Atomic and sequence file formats

Table 1. Atomic and sequence file formats
FormatExtension(s)TypeRemark
Clustal.alnSequence 
EMBL.emblSequenceMinimal: ignore header info
Fasta.fastaSequenceMinimal: ignore header info
Genbank.gbSequenceMinimal: ignore header info
Gromacs.groCoordinatesMolecular dynamics
PDB.pdbCoordinatesMinimal: ignore header info
Phylip.phylipSequenceMinimal: ignore header info
PIR.pirSequenceMinimal: ignore header info
STAR/mmCIF.star, .cifSequence+coordinates 
Text.txtSequenceRaw sequence, type inferred
Wayne Hendrickson format.wah, .whCoordinatesMinimal format

The Representation of Models

In Bsoft, a model is an interpretative representation of the data, similar in sense to molecular models, but at a coarser grain and with much larger extent.
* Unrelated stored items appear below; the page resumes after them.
PR #173, opened 2020-03-27
Dart quick start: update protobuf installation instructions

chalin:


chalin:
Although we talk about templatizing the quick start and tutorial, we might just want to have a separate Package Installation section. (After this PR lands :))

chalin:
Merging these rather small edits. I can address review comments later, if necessary.

PR #184, opened 2020-04-13
Simplify syntax in example code

waldyrious:
Use a semicolon instead of an empty options list.

This is consistent with the style guide and examples and in the protobuf documentation:
- https://developers.google.com/protocol-buffers/docs/style#services
- https://developers.google.com/protocol-buffers/docs/proto3#services
- https://developers.google.com/protocol-buffers/docs/reference/proto3-spec#service_definition

### DIFF
--- a/content/docs/guides/_index.md
+++ b/content/docs/guides/_index.md
@@ -65,7 +65,7 @@ protocol buffer messages:
 // The greeter service definition.
 service Greeter {
   // Sends a greeting
-  rpc SayHello (HelloRequest) returns (HelloReply) {}
+  rpc SayHello (HelloRequest) returns (HelloReply);
 }
 
 // The request message containing the user's name.
--- a/content/docs/quickstart/android.md
+++ b/content/docs/quickstart/android.md
@@ -71,7 +71,7 @@ server, and that this method is defined like this:
 // The greeting service definition.
 service Greeter {
   // Sends a greeting
-  rpc SayHello (HelloRequest) returns (HelloReply) {}
+  rpc SayHello (HelloRequest) returns (HelloReply);
 }
 
 // The request message containing the user's name.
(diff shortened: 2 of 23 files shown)


waldyrious:
For the record, the discrepancies led to some doubts about what syntax would be valid / recommended. From a brief search it looks like [others](https://stackoverflow.com/q/43771925/266309) also had the [same](https://stackoverflow.com/q/30106667/266309) doubts.

chalin:
To be fair, there isn't an explicit mention of this in the style guide. But thanks for all the links, including to SO.

I'd rather not update old blog entries. For the rest, I'd rather that the site reflect the actual sources that they are originating from. So this would mean making changes to each of the corresponding repos, and then only making the change here once the original sources have been updated.

I'd suggest that we take it one language at a time. Let me first try with the new Kotlin example, since I've done some cleanup in that `.proto` file already. I'll report back on results here.

chalin:
FYI, cleanup done for gRPC-Kotlin examples - https://github.com/grpc/grpc-kotlin/pull/62.

waldyrious:
Regarding the blog post — makes sense, I'll revert the changes to the blog post.

As for the source repositories, point taken, and thanks for the Kotlin example. Are you planning to make the changes yourself, or should I go ahead and submit PRs?

chalin:
> Are you planning to make the remaining changes yourself, ...

I'd like to propose simplifications to the `.proto` files for the two other languages I'm currently working on. Let's see how those are accepted first before tackling all other languages. Thanks.

chalin:
Hi @waldyrious: it'll take a while before this is addressed (in part because we need to resolve issues like https://github.com/grpc/grpc-proto/pull/81 first). Can you create an issue with the opening PR comment, and then close this PR? If you'd rather that I do it, let me know.

waldyrious:
Thanks for the update. I understand that coordinating changes across several repos is not straightforward.

> Can you create an issue with the opening PR comment, and then close this PR? If you'd rather that I do it, let me know.

I'd be more comfortable with you doing that, yeah — your context is more complete than mine.

chalin:
Closing. Will track progress via #282.

PR #214, opened 2020-04-23
Add a protoc installation page

chalin:
The quick start and tutorial pages duplicate `protoc` installation instructions, and not all instructions are up-to-date. This PR creates a separate installation page that we'll more conveniently be able to link to.

cc @zacharysarah

### DIFF
--- a/content/docs/protoc-installation.md
+++ b/content/docs/protoc-installation.md
@@ -1,0 +1,75 @@
+---
+title: Protocol Buffer Compiler Installation
+short: Protoc Installation
+description: How to install the protocol buffer compiler.
+protoc-version: 3.11.4
+---
+
+While not mandatory, gRPC applications often leverage [Protocol Buffers][pb] for
+service definitions and data serialization. Most of the example code from this
+site uses [version 3 of the protocol buffer language (proto3)][proto3].
+
+The protocol buffer compiler, `protoc`, is used to compile `.proto` files, which
+contain service and message definitions. Choose one of the methods given below
+to install `protoc`.
+
+### Install using a package manager
+
+You can install the protocol compiler, `protoc`, with a package manager under
+Linux or macOS using the following commands.
+
+- Linux:
+
+  ```sh
+  $ apt install -y protobuf-compiler
+  $ protoc --version  # Ensure compiler version is 3+
+  ```
+
+- MacOS, using [Homebrew][]:
+
+  ```sh
+  $ brew install protobuf
+  $ protoc --version  # Ensure compiler version is 3+
+  ```
+
+### Install pre-compiled binaries (any OS)
+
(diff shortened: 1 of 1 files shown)


chalin:
Thanks for the review @ejona86. I'm going to merge this now since I have another PR build atop this one. I'll address any suggested changes to the new `protoc` install page in a followup PR(s).

content/docs/protoc-installation.md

A model is composed of components, component types, connections between components, and higher order relationships, such as polygons and polyhedra. The aim with models is to provide descriptions of large assemblies of components while handling redundancies with component types.

Model parameters

The unit parameter is the component, which can be molecule, a molecule group, part of a molecule, or a density.

Model file formats

Some aspects of models can be encoded in molecular files such as the PDB format, but these are too limited to encapsulate all the complexity.